The three issues discussed above can all be significantly addressed through international cooperation on financial regulation. The Financial Stability Forum and the G-20 are important international organisations through which Britain, considering the City of London’s global role, can influence the international regulatory regime. Furthermore, significant dissatisfaction in Europe at the role of the US in instigating this crisis means that these changes are far from politically impossible. The issue of banker’s bonuses makes for sensationalist news headlines, but we must not let it distract us from the broader picture – especially when the window for reform is closing.
We live in a world where systemic risk is far higher than at any other point in history.

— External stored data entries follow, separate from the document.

PR #134, opened 2022-07-21
WIP: NAT traversal via Rendezvous protocol

emhane:


AgeManning (commented):
Looking good so far, nice work

src/service.rs
```diff
@@ -366,8 +474,46 @@ impl Service {
...
+                        HandlerOut::RequestTimedOut(request_id, node_id) => {
+                            if CHECK_VERSION(&self.local_enr.read(), vec![NAT]) {
+                                // Drop the request and attempt establishing the connection to the peer via the
+                                // NAT traversal protocol for sending future requests to the peer, if this peer
+                                // was forwarded to us in a NODES response and we hence have a relay for it.
+                                if self.active_requests.get(&request_id).is_some() {
+                                    let local_enr = self.local_enr.read().clone();
+                                    if let Some(relays) = self.relays.get(&node_id) {
+                                        if let Some(contact_relay) = relays.iter().next() {
+                                            trace!("Requests to peer, that we have learnt of in some NODES response, keep timing out. Peer may be behind an asymmetric NAT. Trying to connect to peer via the NAT traversal protocol. Peer: {}, Relay: {}", node_id, contact_relay);
```
divagant-martian, line 486: While logging this is a bit too long. You could leave out the first part as a comment and as log just the end
```suggestion
                                            trace!("Trying to connect to peer via relay. Peer: {node_id}, Relay: {contact_relay}");
```

src/service.rs
```diff
@@ -366,8 +474,46 @@ impl Service {
                                 }
                             }
                         }
+                        HandlerOut::RequestTimedOut(request_id, node_id) => {
```
divagant-martian, line 477: the logic of this match branch is long enough to be better moved to its own function

src/service.rs
```diff
@@ -366,8 +474,46 @@ impl Service {
...
+                                // was forwarded to us in a NODES response and we hence have a relay for it.
+                                if self.active_requests.get(&request_id).is_some() {
+                                    let local_enr = self.local_enr.read().clone();
+                                    if let Some(relays) = self.relays.get(&node_id) {
+                                        if let Some(contact_relay) = relays.iter().next() {
+                                            trace!("Requests to peer, that we have learnt of in some NODES response, keep timing out. Peer may be behind an asymmetric NAT. Trying to connect to peer via the NAT traversal protocol. Peer: {}, Relay: {}", node_id, contact_relay);
+                                            self.send_relay_request(contact_relay.clone(), local_enr, node_id);
+                                        }
+                                    } else {
+                                        warn!("Request {} to peer {} timed out the max retry times, but we have no relays for the peer to attempt contacting it via the NAT traversal protocol.", request_id, node_id);
```
divagant-martian, line 490: this one is also a bit too long for logs

src/service.rs
```diff
@@ -366,8 +474,46 @@ impl Service {
...
+                                        relays.retain(|relay| relay.socket_addr() != rendezvous);
+                                        if let Some(contact_relay) = relays.iter().next() {
+                                            return Some(contact_relay.clone());
+                                        } else {
+                                            warn!("No further relays stored for peer (receiver) {}", receiver);
+                                        }
+                                    }
+                                    None
+                                };
+                                if let Some(relay) = next_relay(self) {
```
divagant-martian, line 511: You could use this directly since it's not needed anywhere else
```suggestion
                                let maybe_next_relay = self.relays.get_mut(&receiver).map(|relays| {
                                        // Only give each rendezvous one chance per receiver to relay.
                                        relays.retain(|relay| relay.socket_addr() != rendezvous);
                                        relays.iter().next().cloned()
                                    });

                                if let Some(relay) = maybe_next_relay(self).flatten() {
```

divagant-martian (commented):
partial review here, will continue tomorrow

src/discv5.rs
```diff
@@ -63,8 +91,19 @@ pub enum Discv5Event {
...
+    /// this connection has been assigned given remote port.
+    SessionEstablishedNatSymmetric(Enr, IpAddr, u16),
     /// Our local ENR IP address has been updated.
     SocketUpdated(SocketAddr),
+    /// Our local ENR NAT address and udp port has been updated indicating
+    /// this node is behind a NAT and is externally reachable on this address.
+    NATUpdated(SocketAddr),
+    /// Our local ENR NAT address has been updated, no single port could be found by ip voting
+    /// indicating this node is behind a symmetirc NAT and is externally reachable on this address.
+    NATSymmetricUpdated(IpAddr),
```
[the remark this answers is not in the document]
emhane: Of course, this will break backwards compatibility for clients deciding not to support the NAT version, I see it now. Thanks!

src/discv5.rs
```diff
@@ -63,8 +91,19 @@ pub enum Discv5Event {
...
+    /// A new NAT session has been established with a node behind a NAT.
+    SessionEstablishedNat(Enr, SocketAddr),
+    /// A new NAT session has been established with a node behind a symmetric NAT,
+    /// this connection has been assigned given remote port.
+    SessionEstablishedNatSymmetric(Enr, IpAddr, u16),
     /// Our local ENR IP address has been updated.
     SocketUpdated(SocketAddr),
+    /// Our local ENR NAT address and udp port has been updated indicating
+    /// this node is behind a NAT and is externally reachable on this address.
+    NATUpdated(SocketAddr),
```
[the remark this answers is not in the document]
emhane: I will leave this info to logging and leave the Discv5 Events unchanged for backwards compatibility

examples/find_nodes.rs
```diff
@@ -196,6 +196,10 @@ async fn main() {
                     Discv5Event::SessionEstablished(enr, _) => info!("Session established {}", enr),
                     Discv5Event::SocketUpdated(addr) => info!("Socket updated {}", addr),
                     Discv5Event::TalkRequest(_) => info!("Talk request received"),
+                    Discv5Event::NATUpdated(addr) => info!("Node is behind NAT, externally reachable address updated {}", addr),
+                    Discv5Event::NATSymmetricUpdated(ip) => info!("Node is behind a symmetric NAT, externally reachable ip updated {}", ip),
```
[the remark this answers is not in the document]
emhane: Yes that's right. But it is useful for us to keep the peer in our kbuckets, so that we can send requests to it. Then we can keep the rule "only ENRs with a contactable address in kbuckets" and that way we can also limit the number of symmetrically nat:ed peers based on the ENR.

src/handler/mod.rs
```diff
@@ -503,6 +559,20 @@ impl Handler {
         self.add_expected_response(node_address.socket_addr);
         self.send(node_address.clone(), packet).await;
 
+        if let RequestBody::RelayRequest {
+            ref from_node_enr, ..
+        } = call.request.body
+        {
+            // If this node is the initiator of the RELAYREQUEST, wait double the request time.
```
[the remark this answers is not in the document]
emhane: Awesome, thanks, this really helps me to improve my way of thinking around code structure.

src/service.rs
```diff
@@ -192,6 +201,85 @@ pub struct Service {
...
+    attempts: u8,
+}
+
+#[derive(Default)]
+struct AwaitingContactableEnr {
+    peers: HashMap<NodeId, NonContactableEnr>,
+}
+
+impl AwaitingContactableEnr {
+    fn request_enr(&mut self, node_id: &NodeId) -> Result<Option<Enr>, String> {
```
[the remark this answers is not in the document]
emhane: Why?

src/service.rs
```diff
@@ -192,6 +201,85 @@ pub struct Service {
...
+        }
+        Ok(None)
+    }
+
+    fn awaiting(&self, node_id: &NodeId) -> bool {
+        if let Some(peer) = self.peers.get(node_id) {
+            if peer.attempts >= MAX_REQEUST_ENR_ATTEMPTS {
+                return false;
+            }
+            return true;
```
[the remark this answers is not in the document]
emhane: What do you mean that the `unwrap_or_default` could be called on?

src/service.rs
emhane: Good point, that's the right way to think about closures, will I conditionally call this code in more than one place.

src/service.rs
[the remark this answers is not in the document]
emhane: Oh I see now, this is meant for the review under. Gotcha.

src/service.rs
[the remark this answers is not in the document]
divagant-martian: because Strings allocate in the heap, its a small efficiency improvement

src/discv5.rs
```diff
@@ -143,6 +197,62 @@ impl Discv5 {
...
+            // This NAT traversal protocol will only work for routers that set up the same port
+            // externally (WAN facing) as this machine is configured to use for discv5 on LAN.
+            // The protocol does not cover routers that choose a random external port to map to
+            // this machine's listen port.
+            match listen_socket {
+                SocketAddr::V4(socket4) => {
+                    if let Err(e) = self
+                        .local_enr
+                        .write()
+                        .set_udp4(socket4.port(), &self.enr_key.read())
```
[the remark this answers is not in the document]
emhane: Do you recall what this would have broke? The builder pattern? Or you mean the program would have crashed? I have drive-by removed the code.

emhane:
All that I still want to do with my NAT PR is:

- guard entrypoints to use NAT traversal protocol with supports_feature method, like "when a request times out...do we try to contact it via relay"
- clean up state bloat, some structures need a MAX number, like max relays to store per node, and a deadline when they expire.

And of course address any reviews you leave.

AgeManning:
I know you are AFK at the moment. As I go through, I'm making some changes. I'll try to make these into small self-contained commits and comment here as I make changes. This will give you the ability to revert and see what I've modified. 

I've changed the configuration parameters. I wanted to avoid multiple states that are invalid, i.e setting a symmetric_nat_limit but have no symmetric_nat peers allowed. I combined these parameters into a single config parameter: `symmetric_nat_limit` which takes a `Option<usize>`. This way, if users want to remove symmetric nat peers, they just use `Some(0)` (the current default). If they want no bounds, they just set to `None`. This way there is no conflicting options users can set making it harder to get into confusing operating states. 

There was an `asymmetric_nat_limit` option in the builder which didn't do anything, so I removed it. Perhaps it will be added in the future. 
We should add these new fields into the debug impl also, which I forgot to do. 

I also added a `CombinedFilter` struct, so we can combine filters together without having to keep creating new concrete types. There's probably some more ergonomic ways of doing it, but this works at least for now. 

Looking good so far :)

AgeManning:
There was a bug in the symmetric nat filter logic. 

If we had reached the nat symmetric filter limit, no new ENRs would be able to be added to the routing table. The filter was not checking if the current ENR was behind a NAT or not. So ENRs that were not NAT'd would be treated as if they were and be filtered.

AgeManning:
I moved the EnrExtension trait to the root directory. I think it makes it easier to find and easier to access globally. I think other crates/libraries might want to use this extension (we might need it in lighthouse also). 
I also renamed it to `EnrNat` to make it more specific, as we have other Enr Extension traits elsewhere. For example `EnrEth2`.

AgeManning:
I wasn't sure about the ergonomics of how we were going to add features in the future. 
You had a `Feature` enum which represented a `u8`. You were doing binary operations to keep track of the bitfield, which is nice :). 
To support three features or something, I think we would then have to create variants like:
```rust
Feature {
 Nat: 1,
 NatAndA: 2,
 NatAndAAndB: 7,
 NatAndBbutNotA: 5
 // etc
 }
 ```
 Which doesn't seem very ergonomic to handle all the permutations. So I modified this enum to a struct called `FeatureBitfield`. This allows you to set and read elements on a bitfield. I think it makes it easier to use, add features and cleans up a bit of the code. Let me know what you think.

**Comment by AgeManning** [comment]
I unified the two struct we used for voting into a single one, hopefully to simplify some code. 

I added logic to keep track of recent connections that are incoming, because I thought there could be a case that we have a routing table full of external peers but we still are receiving incoming connections, so that would indicate we are not behind a NAT. 

I removed some logic about banning a node if they send us a relay and we decide we are not behind a NAT. I haven't got to the sending of the relay request yet, but assumed it could happen if we dont respond in time, or network outages people could think we are behind a NAT and I thought maybe we dont want to jump to conclusions in banning them straight up. 

Maybe we add it back in once I get up to the logic about the relay requests.

**Comment by AgeManning** [comment]
Ok this last update I'm not sure about. I may have missed some understanding or problem, so please correct me if I have. 

I simplified a bunch of code by removing the logic associated with awaiting for NAT'd peer to update their ENRs. Let me explain my understanding of why it is here and some reasoning for why potentially it could be removed. Please let me know if I'm off or have not thought it through enough. 

Reason its here:
At the moment we only decide if a peer should go into our routing table on it's initial connection. Any subsequent update to its ENR does not give it a second chance to get in there. In addition to this, we instantly reject any peer that is "non-contactable" from being added. The concern then is for honest peers that are behind a NAT when they first start up, will appear non-contactable but can potentially later become contactable after updating their ENR. We want to give these peers a second chance of getting into the routing table. 

Why we might be able to remove it:
There is a bit of additional logic to handle this edge case. The edge case specifically refers to peers that initially advertise non-contactable ENRs but later decide to change their IP/NAT fields. For honest nodes, this usually covers two main groups:
1. This is the default state for all nodes starting up. They have `None` in their IP fields, until they find they are contactable and update it. 
2. The new NAT'd peers may find out they are behind a NAT and update their ENR accordingly. 

Before this PR, the first group existed and there is quite a few of them. Depending on how fast they update their ENR (they only really need 10 PONG's), they will have a smallish number of sessions to peers, lets say around 100-200. As these sessions are established, these nodes will not be entered into the routing table of their peers, because they are non-contactable. Later, they will update their ENR, and all their new connections give them the ability to be added into the routing table. Typically nodes maintain up to 5000 sessions at any given time. Once in someone's table, queries will spread them around everywhere, to many others tables.

In addition to this, most of the common buckets in our local routing table are full and often new connections don't make it into any bucket anyway. Also sessions expire eventually, and connections get re-established naturally giving second opportunities to get entered into the routing table.

For these reasons, we never added logic to handle the case that if a peer updates its ENR that we should give it a second chance immediately at entering the table. The reasons being specifically, 1) Because the bucket is likely full anyway, 2) Because they will get another attempt when their session expires naturally 3) Its only a small number of nodes (order 100) that it initially connected to before updating its ENR that have to worry about this and it will likely get in the table of some of the ~4000 other nodes it later connects to. 4) We have to handle a bunch of edge cases in the PING/PONG etc and this adds a bit to code complexity and possible DOS vectors etc getting us to download more ENR's than we might otherwise need, as well as memory in storing potential nodes ENRs that could be poorly configured (i.e not contactable).

I imagine the new group 2) behaves identically to the current group 1) so the reasons above apply. There may be some finer detail I'm missing with the NAT peers though. 

Anyway, curious about your thoughts on this.

File: src/service.rs [hunk 12]
```diff
@@ -610,6 +717,152 @@ impl Service {
...
+                                        "Updated local ENR's 'nat' and 'udp' field with socket {}",
+                                        socket
+                                    );
+                                    updated = true;
+                                }
+                                Err(e) => {
+                                    warn!("Failed to update local NAT socket. socket: {}, error: {:?}", socket, e);
+                                }
+                            }
+                        }
```
divagant-martian, line 768: Shouldn't we checking if we have nat support enabled here?

src/service.rs
```diff
@@ -197,8 +213,43 @@ pub struct Service {
...
 
+    /// A receiver/initiator peer that a hole-punch PING is sent to is stored to make sure only
+    /// one relay is used at a time when trying to hole-punch a NAT and to keep track of
+    /// connection direction in session establishment.
+    hole_punch_pings: HashSet<NodeId>,
+
     /// A channel that the service emits events on.
     event_stream: Option<mpsc::Sender<Discv5Event>>,
+
+    /// If this Discv5 instance is configured to allow peers behind symmetric NATs
```
divagant-martian, line 224: Why is this stored by distance? I couldn't find a strong use case for this

divagant-martian: if this is needed, it would be better to use the Log2Distance alias to make it clear

divagant-martian (commented):
I'm just halfway in the review but I have a couple of top level questions from the code:

AgeManning:
This last change is quite extensive. 

There were a few improvements I thought we could make. At a high level we were keeping track of symmetric connected ports in the handler and where indexing them by the bucket distance. It looked to me like this was being done in order to keep track of how many where in each bucket in order to not go over the limit. As Diva pointed out, we have a configuration and a filter to handle this, so it looked to me like that code could be removed entirely. 

In addition, we only need to keep track of the symmetric peer connected port for those peers that are in our routing table. I had considered moving it into the `Session` but we don't need it for every session as we wont form outbound connections with every session. The solution I ended up with, was creating a new variant to `NodeStatus` called `ConnectedSymmetricNat`. This means symmetric ports are stored in our routing table along with the ENR. If they leave the routing table, the ports are lost, so we don't need to worry about memory usage in keeping these mappings. Also its a single call to get the ENR and the status in one hit.

I also introduced a new type called `Connection`. This has allowed me to simplify a lot of code. It replaces the `RoutingType` in the Handler and allows me to unify all the `inject_session_x()` functions into a single one. 

I also had an attempt at grouping all the `try_from_enr_x()` and related functions, but proved more difficult than I anticipated.

In the end, I think I've managed to simplify a bunch of stuff, but maintain the logic.

src/handler/mod.rs
```diff
@@ -480,7 +467,26 @@ impl Handler {
...
+                        .send(HandlerOut::RequestFailed(
+                            request_id,
+                            RequestError::UnusedHolePunchPingToReceiver,
+                        ))
+                        .await
+                    {
+                        warn!("Failed to inform request failure {}", e)
+                    }
+                    return Ok(());
+                }
```
divagant-martian, line 489: I'm trying to figure out why is this done here. This function is `send_request`, which, when hole punching, completely ignores the request and instead informs an error?

divagant-martian: so if there is an ongoing challenge or request, this ping is queued as pending. It seems to be there is no need for that?

src/handler/mod.rs
```diff
@@ -853,7 +967,7 @@ impl Handler {
                 }
                 let id = request.id.clone();
                 trace!("Sending next awaiting message. Node: {}", contact);
-                if let Err(request_error) = self.send_request(contact, request).await {
+                if let Err(request_error) = self.send_request(contact, request, false).await {
```
divagant-martian, line 970: this request might have been queued with a hole punch = true. I think it either does not need to be queued or the values needs to be reused?

src/service.rs
```diff
@@ -1440,10 +1957,128 @@ impl Service {
...
+                | RequestError::TimedOutHolePunchPing => {
+                    // Don't update the connection if the request failed as expected according the
+                    // NAT traversal protocol. A RequestError::UnusedHolePunchPingToReceiver means
+                    // that a successful session has already been established. A
+                    // RequestError::TimedOutHolePunchPing usually happens if both nodes are
+                    // behind a NAT and this is the ping from the receiver to the initiator timing
+                    // out but setting the entry in its router's state table for the initiator's
+                    // hole punch ping coming next to enter.
+                    return;
+                }
```
divagant-martian, line 2010: `UnusedHolePunchPingToReceiver` looks unreachable to me.

There needs to be an active request to land here, but the `send_hole_punch_ping` fn does not add it if it's hole punch and this errors ir only returned in that case

src/service.rs
```diff
@@ -896,21 +1188,46 @@ impl Service {
...
+                self.send_hole_punch_ping(active_request);
+            } else {
+                _ = self.send_rpc_request(active_request);
             }
-            Err(NonContactable { enr }) => error!("Trying to ping a non-contactable peer {}", enr),
+        }
+    }
+
+    /// Sends a PING request to a node.
+    fn send_hole_punch_ping(&mut self, active_request: ActiveRequest) {
```
divagant-martian, line 1213: if this is just a ping, same as as with `send_ping` it should only receive the params needed for a ping. It's missleading being able to pass an `ActiveRequest` of any body type when this is not even going to be stored as an active request in `self.active_requests`

emhane:
> Ok this last update I'm not sure about. I may have missed some understanding or problem, so please correct me if I have.
> 
> I simplified a bunch of code by removing the logic associated with awaiting for NAT'd peer to update their ENRs. Let me explain my understanding of why it is here and some reasoning for why potentially it could be removed. Please let me know if I'm off or have not thought it through enough.
> 
> Reason its here: At the moment we only decide if a peer should go into our routing table on it's initial connection. Any subsequent update to its ENR does not give it a second chance to get in there. In addition to this, we instantly reject any peer that is "non-contactable" from being added. The concern then is for honest peers that are behind a NAT when they first start up, will appear non-contactable but can potentially later become contactable after updating their ENR. We want to give these peers a second chance of getting into the routing table.
> 
> Why we might be able to remove it: There is a bit of additional logic to handle this edge case. The edge case specifically refers to peers that initially advertise non-contactable ENRs but later decide to change their IP/NAT fields. For honest nodes, this usually covers two main groups:
> 
> 1. This is the default state for all nodes starting up. They have `None` in their IP fields, until they find they are contactable and update it.
> 2. The new NAT'd peers may find out they are behind a NAT and update their ENR accordingly.
> 
> Before this PR, the first group existed and there is quite a few of them. Depending on how fast they update their ENR (they only really need 10 PONG's), they will have a smallish number of sessions to peers, lets say around 100-200. As these sessions are established, these nodes will not be entered into the routing table of their peers, because they are non-contactable. Later, they will update their ENR, and all their new connections give them the ability to be added into the routing table. Typically nodes maintain up to 5000 sessions at any given time. Once in someone's table, queries will spread them around everywhere, to many others tables.
> 
> In addition to this, most of the common buckets in our local routing table are full and often new connections don't make it into any bucket anyway. Also sessions expire eventually, and connections get re-established naturally giving second opportunities to get entered into the routing table.
> 
> For these reasons, we never added logic to handle the case that if a peer updates its ENR that we should give it a second chance immediately at entering the table. The reasons being specifically, 1) Because the bucket is likely full anyway, 2) Because they will get another attempt when their session expires naturally 3) Its only a small number of nodes (order 100) that it initially connected to before updating its ENR that have to worry about this and it will likely get in the table of some of the ~4000 other nodes it later connects to. 4) We have to handle a bunch of edge cases in the PING/PONG etc and this adds a bit to code complexity and possible DOS vectors etc getting us to download more ENR's than we might otherwise need, as well as memory in storing potential nodes ENRs that could be poorly configured (i.e not contactable).
> 
> I imagine the new group 2) behaves identically to the current group 1) so the reasons above apply. There may be some finer detail I'm missing with the NAT peers though.
> 
> Anyway, curious about your thoughts on this.

I changed this because you told me too. Before I had code giving nodes a max number of tries to ping us with a contactable ENR.

emhane:
> I'm just halfway in the review but I have a couple of top level questions from the code:
> 
> **nat feature**: from the code it looks like a nat feature enabled/disabled node will turn on/off being a relay to other peers but will in any case update the nat fields using nat ip voting. I don't think there is a point in updating the nat ip vote results if the node does not support the nat (relay) feature, because upon receiving a relayrequest to itlsef it will reject it. With this, I think nat ip voting should be coupled with tha nat feature since it otherwise advertises a field that won't be of use to other peers
> 
> I thought about it like this: being a relay costs resources so if a node with limited resources can turn it off that's good, putting nodes in the KBuckets that are behind asymmetric NATs, as we do in v4, is a waste for the nodes that receive them in NODES responses from us, as those nodes won't be able to connect to them. If nodes that don't want to be relays still let other nodes know that they can only serve us as relaying our messages to the nodes they bootstrap with, that saves the network costs on a whole.
>
> **relay requets initiators** do we have a way of verifying a relayed relay request comes from the initiator node and that we are not being used to redirect traffic? This might be unnecessary since we are only sending pings and the resources used by the relayer and the receiver are esencially the same but I ask anyway
> 
> No. This would mean that we have to store all the NODES responses we send which is a huge state bloat. However I wrote code that bans nodes trying to get us to relay to a node that is not in our kbuckets, this would inhibit some repeated attempts to DoS certain nodes but not all. Age removed code that bans nodes for sending us faulty relay requests as mistakes happen, and a robust p2p network can survive without relying on bans, as I learnt. Only tested with max 20 nodes using my discv5-cli fork, would be cool to see in large scale.
>
> **number of relayed requests** Do we have a way to limit for how many peers are we a relay?
Nope but shouldn't be that hard to build. Possibly, a counter that increments when we receive a relay request and decrements on request timeout (or other failure) or when we relay the response.

src/handler/mod.rs
```diff
@@ -102,15 +109,90 @@ pub enum HandlerIn {
...
+    /// The [`ConnectionDirection`] is always [`ConnectionDirection::Incoming`] as peers behind
+    /// symmetric NATs only dial out. This peer will send PINGs to this node more frequently than
+    /// nodes that are not behind a NAT do, this way the hole punched in the peer's NAT for this
+    /// node will stay open and this peer can listen for requests from this node.
+    ///
+    /// Peers behind symmetric NATs cannot be hole-punched as they cannot not advertise a port for
+    /// new peers to hole-punch them on. The [`ConnectionDirection`] is always incoming as peers
+    /// behind symmetric NATs only dial out.
+    SymmetricNat(Enr, SocketAddr),
+}
```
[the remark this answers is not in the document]
emhane: No we don't because it has disappeared in some of @AgeManning commits!

The place where we really have to watch out is when doing the "am I behind a NAT?" voting and any variables that are set based on the peers correctly setting their ENR up till that point. Since if one incoming connection exists, and if this incoming connection is marked incoming based on the peers ENR, then we will believe we are behind a NAT.

src/service.rs
```diff
@@ -169,15 +184,16 @@ pub struct Service {
     /// All the iterative queries we are currently performing.
     queries: QueryPool<QueryInfo, NodeId, Enr>,
 
-    /// RPC requests that have been sent and are awaiting a response. Some requests are linked to a
+    /// RPC requests that have been sent and are awaiting a response. Some requests are linked to
```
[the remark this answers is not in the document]
emhane: Has already been fixed

src/service.rs
emhane: To check that we don't have more than `nat_symmetric_limit` peers behind a symmetric NAT per kbucket without intreating through all peers in a kbucket and checking their ENRs.

src/handler/mod.rs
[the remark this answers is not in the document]
emhane: Oh no I found it, it has been divided up into NatKind and ConnectionState in a new file called `src/connection.rs`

Global inequality, lack of public services, distorted balance sheets and a ridiculously bloated international financial sector are all underlying factors that created the crisis – factors that will be changed only after a long struggle. However, reforming the problems discussed above does not simply amount to rearranging deck chairs on the Titanic. It can mean the difference between having a public healthcare system or not. If not for this reason, then we should at least get these issues resolved now so that no one ever has to learn about capital adequacy ratios again.